Beatrice heard Robert singing happily to himself, but she could not stay any longer where she was. She gathered up her sewing and climbed out of the window, ungracefully but effectively, and went back to the Fort.

Katherine saw her coming and smiled. That morning, with quick intuition, she had read the secret in Ronald's heart, and suddenly knew how much she cared for the boy who teased and tormented, but never failed her if she needed him. In her own mind, she had written down Beatrice as an unsparing coquette, and determined to take up the cudgels in behalf of her victim.

The girl sewed nervously, breaking her thread frequently, but she kept at it until Katherine said, very gently, "Bee, George cares for you."

"I know!" snapped Beatrice. Her thread broke again, and her hands trembled so she could scarcely knot it.

"And Robert, too," said Katherine, presently.

"I know!"

"Well, dear, what are you going to do about it?"

"Cousin Kit," said the girl, angrily, "if you're going to lecture me, I'm going back home." She folded up her work, but Mrs. Howard put a restraining hand upon her arm.

"Don't, Bee.
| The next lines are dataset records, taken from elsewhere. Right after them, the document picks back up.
Issue #6214, opened 2025-12-03
Update ColorPicker Swatch from a div to a button


18-th:
### Describe the issue that you're seeing. Any videos (eg. YouTube or Loom) or screenshots help!

Currently, the Color Picker Swatch uses a div for styling but behaves as a button. It needs to become a semantic button and match the current styling.

<img width="926" height="413" alt="Image" src="https://github.com/user-attachments/assets/0ca08cf2-538d-47a0-bec4-c4b9309172d9" />

### Reproduction

N/A

### Steps to reproduce

N/A

### System Info

```shell
N/A
```

### Validations

- [x] Follow our [Code of Conduct](https://github.com/tinacms/tinacms/blob/main/CODE_OF_CONDUCT.md)
- [x] Read the [docs](https://tina.io/docs).
- [x] Check that there isn't [already an issue](https://github.com/tinacms/tinacms/issues) that reports the same bug.

joshbermanssw:
✅ Done and merged 

<img width="1543" height="292" alt="Image" src="https://github.com/user-attachments/assets/8e7b2aef-78ed-4541-9630-e32f5abb02ac" />

**Figure: Colour swatch**

PR #6746, opened 2026-04-28
TinaCMS Colour Picker Swatch - change html element and type

joshbermanssw:
As per #6214 

- [ ] Changes html element from div to button 
- [ ] Makes type an extension of button


packages/tinacms/src/toolkit/fields/components/color-picker/color-picker.tsx
```diff
@@ -34,7 +34,8 @@ const getTextColorForBackground = function (backgroundColor?: ColorRGBA) {
 };
 
 const Swatch = ({ colorRGBA, colorFormat, width, ...props }: SwatchProps) => (
-  <div
+  <button
+    type='button'
     className='bg-gray-100 rounded shadow-[0_2px_3px_rgba(0,0,0,0.12)] cursor-pointer m-0'
```
18-th: Since this is the button now, do we still need the `cursor-pointer`?

packages/tinacms/src/toolkit/fields/components/color-picker/color-picker.tsx
```diff
@@ -34,7 +34,8 @@ const getTextColorForBackground = function (backgroundColor?: ColorRGBA) {
 };
 
 const Swatch = ({ colorRGBA, colorFormat, width, ...props }: SwatchProps) => (
-  <div
+  <button
```
18-th, line 37: div's display is block by default, button is inline-block. Could we check that it still respects the width correctly in all cases?

packages/tinacms/src/toolkit/fields/components/color-picker/color-picker.tsx
joshbermanssw: resolved

packages/tinacms/src/toolkit/fields/components/color-picker/color-picker.tsx
joshbermanssw: good catch; resolved 

Screenshot 2026-04-29 at 9 14 27 am

18-th (approved):
LGTM

Issue #6718, opened 2026-04-22
Add tinacms doctor CLI command to check for outdated Tina packages


joshbermanssw:
Part of #6719

## Problem

A `/versions` page on tina.io answers "what's current?" — but not "am *I* current?" To answer the second question today, a user has to eyeball the web page with their `package.json` open, or run `npm outdated` and mentally filter to Tina packages.

## Proposed solution

Add a `tinacms doctor` command (or a flag on an existing CLI command) that:

1. Reads the project's `package.json` and lockfile.
2. Filters to the TinaCMS family: `tinacms`, `@tinacms/*`, `tinacms-*`, `next-tinacms-*`, `create-tina-app`.
3. Fetches `dist-tags.latest` from `registry.npmjs.org` for each installed package in parallel.
4. Prints a table showing **installed version** vs. **latest**, with outdated rows highlighted.
5. Exits non-zero if anything is outdated, so it's CI-friendly.

## Prior art

- `storybook upgrade` / `storybook doctor` — reads `package.json`, filters to `@storybook/*`, diffs against registry.
- `nx migrate latest` — same pattern for `@nx/*`.
- `npm-check-updates` with `ncu -f 'tinacms,@tinacms/*,tinacms-*,next-tinacms-*'` — the generic version people use today ad-hoc.

## Relationship to `/versions` page

Independent and parallel — this is the CLI counterpart to the sibling `/versions` web page. Web page answers "what exists"; doctor answers "am I current."

joshbermanssw:
✅ Done - Example with `tina.io`

<img width="851" height="161" alt="Screenshot 2026-04-29 at 4 03 34 pm" src="https://github.com/user-attachments/assets/73a1c608-17f5-4f5a-8706-a22146ed6d86" />

**Figure: ✅ Currently highlights all the out-dated packages**

PR #6758, opened 2026-04-29
tinacms doctor package command

joshbermanssw:
As per #6718 

Adds `tinacms doctor` to check a project's direct TinaCMS package dependencies against the npm `latest` dist-tag.

The command now:

- reads Tina package declarations from `dependencies`, `devDependencies`, `optionalDependencies`, and `peerDependencies`
- filters package names matching `tinacms`, `@tinacms/*`, `tinacms-*`, `next-tinacms-*`, and `create-tina-app`
- resolves installed versions from `node_modules` first, then `package-lock.json`, `pnpm-lock.yaml`, or `yarn.lock`
- fetches npm `dist-tags.latest` for each package in parallel
- prints a table, supports `--json`, and exits non-zero when a package is outdated or cannot be checked
- documents the command in the CLI README

Example with `tina.io`

Screenshot 2026-04-29 at 4 03 34 pm

**Figure: ✅ Currently highlights all the out-dated packages**


18-th (approved):
LGTM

You know we talked about my trouble together – why can't we talk about yours?"

"I haven't any trouble!" Beatrice's face was flushed, but her voice was softer, and she seemed willing to stay.
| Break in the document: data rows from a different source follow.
PR #6763, opened 2026-04-30
fix(tinacms): normalise slashes in editorial-workflow branch name

### LINKED ISSUE #6762: 🐛 Bug - Branch creation fails when saving new article
Requested by: @StefStar via [YakShaver.ai](https://YakShaver.ai) 🦬
cc: @StefStar, @kulesy, @JackDevAU

Hi Team!

&nbsp;&nbsp;[🟥&nbsp;&nbsp;Watch the video (1 min 5 sec)](https://www.youtube.com/watch?v=ZJjPd12YdIk)

&nbsp;&nbsp;Url from screen share: [https://ssw.com.au/admin/index.html#/collections/new/articles/-/](https://ssw.com.au/admin/index.html#/collections/new/articles/-/)

### Pain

"What are you going to do about it?" asked Katherine, once more.

"What can I do about it?" cried Beatrice, in a high key – "why, that's simple, I'm sure! I can go to Mr. Ronald and say, 'Please, Mr. Ronald, don't ask me to marry you, because I'm going to marry Cousin Rob. He doesn't know it yet; in fact, he hasn't even asked me, but I'm going to do it just the same.' Or, I might go to Cousin Rob and say, 'My dear Mr. Forsyth, I hope you won't ask me to marry you, because I'm going to marry Mr. Ronald, who hasn't asked me as yet. In fact," she continued, with her temper rising, "I've about concluded that I won't marry anybody!"